# [INFORMATION SHOWN]
=======

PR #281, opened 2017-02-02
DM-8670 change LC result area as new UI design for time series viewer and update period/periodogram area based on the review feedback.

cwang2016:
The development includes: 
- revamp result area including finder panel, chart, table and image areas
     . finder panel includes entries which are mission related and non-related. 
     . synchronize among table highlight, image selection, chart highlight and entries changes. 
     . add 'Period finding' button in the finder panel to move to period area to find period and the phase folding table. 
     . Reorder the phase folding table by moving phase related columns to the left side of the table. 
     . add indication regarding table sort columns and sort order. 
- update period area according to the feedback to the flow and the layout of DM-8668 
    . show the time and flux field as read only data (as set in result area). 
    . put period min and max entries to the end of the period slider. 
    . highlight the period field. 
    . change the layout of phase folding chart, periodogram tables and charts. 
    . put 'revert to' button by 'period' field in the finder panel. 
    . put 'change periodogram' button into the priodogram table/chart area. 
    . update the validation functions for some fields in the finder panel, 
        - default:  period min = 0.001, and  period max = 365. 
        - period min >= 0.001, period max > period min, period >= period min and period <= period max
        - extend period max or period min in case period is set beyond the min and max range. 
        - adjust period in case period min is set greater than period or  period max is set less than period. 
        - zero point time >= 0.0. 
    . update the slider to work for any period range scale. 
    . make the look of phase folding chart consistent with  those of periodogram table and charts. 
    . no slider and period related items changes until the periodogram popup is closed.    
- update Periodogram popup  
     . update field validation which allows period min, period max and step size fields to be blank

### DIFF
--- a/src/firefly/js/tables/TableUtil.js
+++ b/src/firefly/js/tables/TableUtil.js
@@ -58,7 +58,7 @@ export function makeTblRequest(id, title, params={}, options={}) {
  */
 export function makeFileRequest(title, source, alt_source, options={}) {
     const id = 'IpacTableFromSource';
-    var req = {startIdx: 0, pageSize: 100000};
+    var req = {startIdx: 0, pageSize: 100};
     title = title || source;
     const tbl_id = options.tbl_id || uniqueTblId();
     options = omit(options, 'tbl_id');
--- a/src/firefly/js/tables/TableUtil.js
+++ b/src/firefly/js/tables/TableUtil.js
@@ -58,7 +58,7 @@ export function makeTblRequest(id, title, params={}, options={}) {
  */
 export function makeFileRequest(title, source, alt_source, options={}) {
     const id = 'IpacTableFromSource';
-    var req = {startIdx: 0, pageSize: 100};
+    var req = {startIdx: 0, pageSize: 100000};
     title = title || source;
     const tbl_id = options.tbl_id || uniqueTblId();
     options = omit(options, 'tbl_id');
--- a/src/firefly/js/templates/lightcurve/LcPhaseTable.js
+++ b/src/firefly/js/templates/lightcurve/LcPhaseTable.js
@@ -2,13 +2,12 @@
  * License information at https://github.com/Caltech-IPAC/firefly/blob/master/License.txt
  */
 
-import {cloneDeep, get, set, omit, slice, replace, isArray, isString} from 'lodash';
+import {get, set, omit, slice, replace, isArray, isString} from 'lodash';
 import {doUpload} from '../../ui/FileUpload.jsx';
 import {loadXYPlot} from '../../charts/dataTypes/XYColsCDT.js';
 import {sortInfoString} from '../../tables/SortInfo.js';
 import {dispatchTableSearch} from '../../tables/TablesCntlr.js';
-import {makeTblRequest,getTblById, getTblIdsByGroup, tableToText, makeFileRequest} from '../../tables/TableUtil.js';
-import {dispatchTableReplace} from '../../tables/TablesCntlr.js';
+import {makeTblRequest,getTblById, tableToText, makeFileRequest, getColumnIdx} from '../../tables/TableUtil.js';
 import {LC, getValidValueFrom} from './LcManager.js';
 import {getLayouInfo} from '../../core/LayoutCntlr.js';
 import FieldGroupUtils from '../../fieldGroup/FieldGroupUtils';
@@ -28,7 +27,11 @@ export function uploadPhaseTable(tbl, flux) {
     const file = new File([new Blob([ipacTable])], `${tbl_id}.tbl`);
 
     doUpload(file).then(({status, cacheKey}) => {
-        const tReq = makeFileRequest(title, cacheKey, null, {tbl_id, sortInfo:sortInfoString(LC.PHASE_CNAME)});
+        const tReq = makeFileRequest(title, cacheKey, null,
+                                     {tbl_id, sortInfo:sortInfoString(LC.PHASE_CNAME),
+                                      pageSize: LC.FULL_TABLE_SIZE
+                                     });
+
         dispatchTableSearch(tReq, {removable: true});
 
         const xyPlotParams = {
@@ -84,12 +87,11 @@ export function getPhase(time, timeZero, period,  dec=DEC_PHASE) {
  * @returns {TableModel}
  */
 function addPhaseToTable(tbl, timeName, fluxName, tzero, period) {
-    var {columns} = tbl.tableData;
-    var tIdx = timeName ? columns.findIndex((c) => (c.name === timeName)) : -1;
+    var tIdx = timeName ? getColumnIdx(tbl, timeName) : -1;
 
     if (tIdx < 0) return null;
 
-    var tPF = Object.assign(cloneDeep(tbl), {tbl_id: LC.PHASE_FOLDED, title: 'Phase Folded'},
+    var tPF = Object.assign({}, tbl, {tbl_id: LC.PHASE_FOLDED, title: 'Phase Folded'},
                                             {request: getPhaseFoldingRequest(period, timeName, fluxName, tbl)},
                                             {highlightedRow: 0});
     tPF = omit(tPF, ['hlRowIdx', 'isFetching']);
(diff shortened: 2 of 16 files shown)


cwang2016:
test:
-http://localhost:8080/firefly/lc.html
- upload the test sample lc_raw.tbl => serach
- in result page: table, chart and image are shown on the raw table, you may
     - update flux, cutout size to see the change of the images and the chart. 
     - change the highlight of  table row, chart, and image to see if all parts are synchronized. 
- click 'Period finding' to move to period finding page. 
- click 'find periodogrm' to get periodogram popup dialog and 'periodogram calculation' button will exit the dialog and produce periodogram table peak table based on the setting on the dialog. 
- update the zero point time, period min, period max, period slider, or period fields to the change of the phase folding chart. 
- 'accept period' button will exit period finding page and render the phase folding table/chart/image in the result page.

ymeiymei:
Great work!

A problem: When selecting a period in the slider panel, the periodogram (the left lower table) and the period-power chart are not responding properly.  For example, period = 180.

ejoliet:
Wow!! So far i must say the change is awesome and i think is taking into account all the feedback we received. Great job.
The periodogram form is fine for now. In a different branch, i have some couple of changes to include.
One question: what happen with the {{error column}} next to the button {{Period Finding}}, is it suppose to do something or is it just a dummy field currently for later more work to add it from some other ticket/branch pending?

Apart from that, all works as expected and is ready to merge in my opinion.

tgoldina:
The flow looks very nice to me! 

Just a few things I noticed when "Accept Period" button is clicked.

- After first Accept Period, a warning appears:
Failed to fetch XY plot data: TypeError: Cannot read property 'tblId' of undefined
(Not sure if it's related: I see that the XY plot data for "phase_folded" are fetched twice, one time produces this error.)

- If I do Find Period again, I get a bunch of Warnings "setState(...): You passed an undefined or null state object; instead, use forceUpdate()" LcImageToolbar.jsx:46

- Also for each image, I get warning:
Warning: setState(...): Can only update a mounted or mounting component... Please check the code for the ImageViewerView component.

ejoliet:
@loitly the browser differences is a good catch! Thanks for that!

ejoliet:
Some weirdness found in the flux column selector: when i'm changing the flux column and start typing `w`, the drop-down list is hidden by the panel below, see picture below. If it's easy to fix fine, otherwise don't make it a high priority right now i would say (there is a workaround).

=======

# [DESCRIPTION OF THE TASK]
Please repeat each entry exactly as written.

# [RESPONSE BELOW]
PR #281, opened 2017-02-02
DM-8670 change LC result area as new UI design for time series viewer and update period/periodogram area based on the review feedback.

cwang2016:
The development includes: 
- revamp result area including finder panel, chart, table and image areas
     . finder panel includes entries which are mission related and non-related. 
     . synchronize among table highlight, image selection, chart highlight and entries changes. 
     . add 'Period finding' button in the finder panel to move to period area to find period and the phase folding table. 
     . Reorder the phase folding table by moving phase related columns to the left side of the table. 
     . add indication regarding table sort columns and sort order. 
- update period area according to the feedback to the flow and the layout of DM-8668 
    . show the time and flux field as read only data (as set in result area). 
    . put period min and max entries to the end of the period slider. 
    . highlight the period field. 
    . change the layout of phase folding chart, periodogram tables and charts. 
    . put 'revert to' button by 'period' field in the finder panel. 
    . put 'change periodogram' button into the priodogram table/chart area. 
    . update the validation functions for some fields in the finder panel, 
        - default:  period min = 0.001, and  period max = 365. 
        - period min >= 0.001, period max > period min, period >= period min and period <= period max
        - extend period max or period min in case period is set beyond the min and max range. 
        - adjust period in case period min is set greater than period or  period max is set less than period. 
        - zero point time >= 0.0. 
    . update the slider to work for any period range scale. 
    . make the look of phase folding chart consistent with  those of periodogram table and charts. 
    . no slider and period related items changes until the periodogram popup is closed.    
- update Periodogram popup  
     . update field validation which allows period min, period max and step size fields to be blank

### DIFF
--- a/src/firefly/js/tables/TableUtil.js
+++ b/src/firefly/js/tables/TableUtil.js
@@ -58,7 +58,7 @@ export function makeTblRequest(id, title, params={}, options={}) {
  */
 export function makeFileRequest(title, source, alt_source, options={}) {
     const id = 'IpacTableFromSource';
-    var req = {startIdx: 0, pageSize: 100000};
+    var req = {startIdx: 0, pageSize: 100};
     title = title || source;
     const tbl_id = options.tbl_id || uniqueTblId();
     options = omit(options, 'tbl_id');
--- a/src/firefly/js/tables/TableUtil.js
+++ b/src/firefly/js/tables/TableUtil.js
@@ -58,7 +58,7 @@ export function makeTblRequest(id, title, params={}, options={}) {
  */
 export function makeFileRequest(title, source, alt_source, options={}) {
     const id = 'IpacTableFromSource';
-    var req = {startIdx: 0, pageSize: 100};
+    var req = {startIdx: 0, pageSize: 100000};
     title = title || source;
     const tbl_id = options.tbl_id || uniqueTblId();
     options = omit(options, 'tbl_id');
--- a/src/firefly/js/templates/lightcurve/LcPhaseTable.js
+++ b/src/firefly/js/templates/lightcurve/LcPhaseTable.js
@@ -2,13 +2,12 @@
  * License information at https://github.com/Caltech-IPAC/firefly/blob/master/License.txt
  */
 
-import {cloneDeep, get, set, omit, slice, replace, isArray, isString} from 'lodash';
+import {get, set, omit, slice, replace, isArray, isString} from 'lodash';
 import {doUpload} from '../../ui/FileUpload.jsx';
 import {loadXYPlot} from '../../charts/dataTypes/XYColsCDT.js';
 import {sortInfoString} from '../../tables/SortInfo.js';
 import {dispatchTableSearch} from '../../tables/TablesCntlr.js';
-import {makeTblRequest,getTblById, getTblIdsByGroup, tableToText, makeFileRequest} from '../../tables/TableUtil.js';
-import {dispatchTableReplace} from '../../tables/TablesCntlr.js';
+import {makeTblRequest,getTblById, tableToText, makeFileRequest, getColumnIdx} from '../../tables/TableUtil.js';
 import {LC, getValidValueFrom} from './LcManager.js';
 import {getLayouInfo} from '../../core/LayoutCntlr.js';
 import FieldGroupUtils from '../../fieldGroup/FieldGroupUtils';
@@ -28,7 +27,11 @@ export function uploadPhaseTable(tbl, flux) {
     const file = new File([new Blob([ipacTable])], `${tbl_id}.tbl`);
 
     doUpload(file).then(({status, cacheKey}) => {
-        const tReq = makeFileRequest(title, cacheKey, null, {tbl_id, sortInfo:sortInfoString(LC.PHASE_CNAME)});
+        const tReq = makeFileRequest(title, cacheKey, null,
+                                     {tbl_id, sortInfo:sortInfoString(LC.PHASE_CNAME),
+                                      pageSize: LC.FULL_TABLE_SIZE
+                                     });
+
         dispatchTableSearch(tReq, {removable: true});
 
         const xyPlotParams = {
@@ -84,12 +87,11 @@ export function getPhase(time, timeZero, period,  dec=DEC_PHASE) {
  * @returns {TableModel}
  */
 function addPhaseToTable(tbl, timeName, fluxName, tzero, period) {
-    var {columns} = tbl.tableData;
-    var tIdx = timeName ? columns.findIndex((c) => (c.name === timeName)) : -1;
+    var tIdx = timeName ? getColumnIdx(tbl, timeName) : -1;
 
     if (tIdx < 0) return null;
 
-    var tPF = Object.assign(cloneDeep(tbl), {tbl_id: LC.PHASE_FOLDED, title: 'Phase Folded'},
+    var tPF = Object.assign({}, tbl, {tbl_id: LC.PHASE_FOLDED, title: 'Phase Folded'},
                                             {request: getPhaseFoldingRequest(period, timeName, fluxName, tbl)},
                                             {highlightedRow: 0});
     tPF = omit(tPF, ['hlRowIdx', 'isFetching']);
(diff shortened: 2 of 16 files shown)


cwang2016:
test:
-http://localhost:8080/firefly/lc.html
- upload the test sample lc_raw.tbl => serach
- in result page: table, chart and image are shown on the raw table, you may
     - update flux, cutout size to see the change of the images and the chart. 
     - change the highlight of  table row, chart, and image to see if all parts are synchronized. 
- click 'Period finding' to move to period finding page. 
- click 'find periodogrm' to get periodogram popup dialog and 'periodogram calculation' button will exit the dialog and produce periodogram table peak table based on the setting on the dialog. 
- update the zero point time, period min, period max, period slider, or period fields to the change of the phase folding chart. 
- 'accept period' button will exit period finding page and render the phase folding table/chart/image in the result page.

ymeiymei:
Great work!

A problem: When selecting a period in the slider panel, the periodogram (the left lower table) and the period-power chart are not responding properly.  For example, period = 180.

ejoliet:
Wow!! So far i must say the change is awesome and i think is taking into account all the feedback we received. Great job.
The periodogram form is fine for now. In a different branch, i have some couple of changes to include.
One question: what happen with the {{error column}} next to the button {{Period Finding}}, is it suppose to do something or is it just a dummy field currently for later more work to add it from some other ticket/branch pending?

Apart from that, all works as expected and is ready to merge in my opinion.

tgoldina:
The flow looks very nice to me! 

Just a few things I noticed when "Accept Period" button is clicked.

- After first Accept Period, a warning appears:
Failed to fetch XY plot data: TypeError: Cannot read property 'tblId' of undefined
(Not sure if it's related: I see that the XY plot data for "phase_folded" are fetched twice, one time produces this error.)

- If I do Find Period again, I get a bunch of Warnings "setState(...): You passed an undefined or null state object; instead, use forceUpdate()" LcImageToolbar.jsx:46

- Also for each image, I get warning:
Warning: setState(...): Can only update a mounted or mounting component... Please check the code for the ImageViewerView component.

ejoliet:
@loitly the browser differences is a good catch! Thanks for that!

ejoliet:
Some weirdness found in the flux column selector: when i'm changing the flux column and start typing `w`, the drop-down list is hidden by the panel below, see picture below. If it's easy to fix fine, otherwise don't make it a high priority right now i would say (there is a workaround).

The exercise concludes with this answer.